▸ WORK TASK
Find the line with "Not applicable —" in the entries below, then reproduce it and every line after it down to and including the line with "Third leg of", exactly.

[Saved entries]
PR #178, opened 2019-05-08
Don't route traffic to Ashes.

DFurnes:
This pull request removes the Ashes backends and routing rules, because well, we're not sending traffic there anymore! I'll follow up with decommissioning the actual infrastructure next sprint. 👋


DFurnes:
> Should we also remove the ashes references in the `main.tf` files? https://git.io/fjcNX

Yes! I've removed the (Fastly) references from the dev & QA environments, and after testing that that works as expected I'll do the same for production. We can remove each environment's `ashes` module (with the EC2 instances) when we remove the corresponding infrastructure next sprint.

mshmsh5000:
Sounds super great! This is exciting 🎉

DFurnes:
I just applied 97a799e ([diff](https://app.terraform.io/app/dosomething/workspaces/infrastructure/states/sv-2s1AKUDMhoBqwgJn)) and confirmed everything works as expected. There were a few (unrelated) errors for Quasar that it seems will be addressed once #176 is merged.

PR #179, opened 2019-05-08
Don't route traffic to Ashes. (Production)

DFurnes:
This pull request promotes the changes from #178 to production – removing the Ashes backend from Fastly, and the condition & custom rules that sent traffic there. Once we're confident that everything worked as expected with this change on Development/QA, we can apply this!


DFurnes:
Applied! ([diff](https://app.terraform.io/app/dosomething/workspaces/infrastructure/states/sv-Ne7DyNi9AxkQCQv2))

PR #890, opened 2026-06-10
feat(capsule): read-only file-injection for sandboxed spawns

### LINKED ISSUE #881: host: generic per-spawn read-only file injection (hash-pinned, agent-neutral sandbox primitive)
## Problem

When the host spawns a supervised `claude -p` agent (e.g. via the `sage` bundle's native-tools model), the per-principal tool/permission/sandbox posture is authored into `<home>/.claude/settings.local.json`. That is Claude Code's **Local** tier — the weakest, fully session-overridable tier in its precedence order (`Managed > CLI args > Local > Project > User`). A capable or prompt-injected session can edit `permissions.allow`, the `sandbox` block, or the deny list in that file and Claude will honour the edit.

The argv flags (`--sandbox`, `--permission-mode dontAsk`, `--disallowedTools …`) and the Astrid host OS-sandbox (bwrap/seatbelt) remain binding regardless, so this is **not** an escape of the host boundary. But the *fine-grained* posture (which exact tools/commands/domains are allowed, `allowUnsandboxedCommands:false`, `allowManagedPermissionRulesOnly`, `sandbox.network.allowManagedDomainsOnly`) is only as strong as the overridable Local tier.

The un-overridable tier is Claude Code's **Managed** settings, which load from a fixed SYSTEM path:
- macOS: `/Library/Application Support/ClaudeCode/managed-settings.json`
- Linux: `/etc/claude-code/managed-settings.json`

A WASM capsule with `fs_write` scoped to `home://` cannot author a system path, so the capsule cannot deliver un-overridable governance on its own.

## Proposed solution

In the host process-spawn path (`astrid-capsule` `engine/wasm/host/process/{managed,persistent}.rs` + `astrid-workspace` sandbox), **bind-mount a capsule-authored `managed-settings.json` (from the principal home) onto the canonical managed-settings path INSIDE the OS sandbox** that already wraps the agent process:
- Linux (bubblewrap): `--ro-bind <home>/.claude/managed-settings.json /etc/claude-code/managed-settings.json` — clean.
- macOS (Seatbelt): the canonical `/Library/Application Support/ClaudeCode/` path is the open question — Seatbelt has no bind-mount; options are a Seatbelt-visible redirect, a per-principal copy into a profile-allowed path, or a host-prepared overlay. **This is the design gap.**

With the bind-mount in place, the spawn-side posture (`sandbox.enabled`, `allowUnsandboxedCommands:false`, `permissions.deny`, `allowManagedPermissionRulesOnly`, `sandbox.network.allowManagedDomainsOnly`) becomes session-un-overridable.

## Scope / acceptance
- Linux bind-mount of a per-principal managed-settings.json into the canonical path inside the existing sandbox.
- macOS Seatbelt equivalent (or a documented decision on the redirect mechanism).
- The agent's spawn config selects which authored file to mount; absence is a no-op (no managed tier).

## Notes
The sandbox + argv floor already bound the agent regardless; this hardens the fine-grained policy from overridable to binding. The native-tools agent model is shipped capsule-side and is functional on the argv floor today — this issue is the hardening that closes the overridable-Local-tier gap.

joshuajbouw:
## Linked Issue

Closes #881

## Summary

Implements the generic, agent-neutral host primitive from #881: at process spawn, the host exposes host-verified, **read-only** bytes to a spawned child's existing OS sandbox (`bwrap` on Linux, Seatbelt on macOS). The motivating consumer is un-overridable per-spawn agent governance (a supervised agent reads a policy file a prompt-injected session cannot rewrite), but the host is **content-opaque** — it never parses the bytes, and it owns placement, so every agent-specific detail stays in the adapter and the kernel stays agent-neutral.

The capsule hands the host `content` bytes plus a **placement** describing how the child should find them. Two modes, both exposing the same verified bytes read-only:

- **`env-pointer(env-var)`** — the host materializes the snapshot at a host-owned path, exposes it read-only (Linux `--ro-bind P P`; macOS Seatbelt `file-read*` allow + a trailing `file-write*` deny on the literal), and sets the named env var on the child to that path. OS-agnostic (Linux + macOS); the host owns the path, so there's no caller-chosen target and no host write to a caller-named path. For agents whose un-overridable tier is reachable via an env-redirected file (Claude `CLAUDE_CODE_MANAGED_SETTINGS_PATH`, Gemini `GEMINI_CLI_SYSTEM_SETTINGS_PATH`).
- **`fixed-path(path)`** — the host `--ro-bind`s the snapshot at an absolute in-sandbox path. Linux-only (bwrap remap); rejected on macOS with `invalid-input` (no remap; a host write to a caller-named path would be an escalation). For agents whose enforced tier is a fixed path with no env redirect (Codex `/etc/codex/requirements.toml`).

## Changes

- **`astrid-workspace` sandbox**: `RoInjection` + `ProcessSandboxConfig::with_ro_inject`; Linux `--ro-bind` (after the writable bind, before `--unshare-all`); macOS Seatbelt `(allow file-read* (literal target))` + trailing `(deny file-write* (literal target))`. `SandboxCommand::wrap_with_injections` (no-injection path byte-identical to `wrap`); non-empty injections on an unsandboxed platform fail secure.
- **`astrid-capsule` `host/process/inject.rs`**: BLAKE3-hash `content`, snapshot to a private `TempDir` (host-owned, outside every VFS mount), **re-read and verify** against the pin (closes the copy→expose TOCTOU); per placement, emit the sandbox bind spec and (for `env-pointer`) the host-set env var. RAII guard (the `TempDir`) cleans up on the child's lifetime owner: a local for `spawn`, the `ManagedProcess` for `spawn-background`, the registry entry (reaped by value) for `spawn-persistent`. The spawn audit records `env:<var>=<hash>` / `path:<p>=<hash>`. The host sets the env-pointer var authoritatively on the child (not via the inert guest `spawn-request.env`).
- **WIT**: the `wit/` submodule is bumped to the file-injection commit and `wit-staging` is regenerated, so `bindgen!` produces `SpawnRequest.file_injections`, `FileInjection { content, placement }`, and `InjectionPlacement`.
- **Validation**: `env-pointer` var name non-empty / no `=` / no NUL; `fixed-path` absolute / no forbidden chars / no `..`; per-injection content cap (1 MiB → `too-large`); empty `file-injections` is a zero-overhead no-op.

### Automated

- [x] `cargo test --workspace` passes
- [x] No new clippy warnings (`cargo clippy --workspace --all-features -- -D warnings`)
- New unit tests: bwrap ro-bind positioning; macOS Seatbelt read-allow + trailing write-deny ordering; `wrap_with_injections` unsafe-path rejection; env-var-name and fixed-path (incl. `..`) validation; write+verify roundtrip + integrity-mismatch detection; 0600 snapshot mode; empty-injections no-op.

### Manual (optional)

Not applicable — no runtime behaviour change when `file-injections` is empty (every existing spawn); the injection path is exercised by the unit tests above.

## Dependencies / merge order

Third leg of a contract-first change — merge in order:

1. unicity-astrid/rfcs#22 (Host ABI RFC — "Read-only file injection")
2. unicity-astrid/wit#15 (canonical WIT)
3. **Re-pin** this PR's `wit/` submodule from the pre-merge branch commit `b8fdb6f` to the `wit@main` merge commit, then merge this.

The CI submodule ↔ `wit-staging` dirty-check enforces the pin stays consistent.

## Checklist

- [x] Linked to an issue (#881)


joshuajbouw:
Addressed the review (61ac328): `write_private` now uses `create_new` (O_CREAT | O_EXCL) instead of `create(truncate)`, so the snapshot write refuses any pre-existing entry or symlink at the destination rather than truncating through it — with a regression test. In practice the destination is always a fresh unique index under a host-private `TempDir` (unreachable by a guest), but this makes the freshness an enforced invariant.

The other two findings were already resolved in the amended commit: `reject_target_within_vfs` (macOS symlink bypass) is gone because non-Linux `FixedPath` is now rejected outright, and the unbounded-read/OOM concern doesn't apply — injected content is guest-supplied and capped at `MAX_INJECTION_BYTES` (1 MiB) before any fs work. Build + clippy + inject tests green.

▸ RESPONSE TO THIS EXERCISE
Not applicable — no runtime behaviour change when `file-injections` is empty (every existing spawn); the injection path is exercised by the unit tests above.

## Dependencies / merge order

Third leg of a contract-first change — merge in order:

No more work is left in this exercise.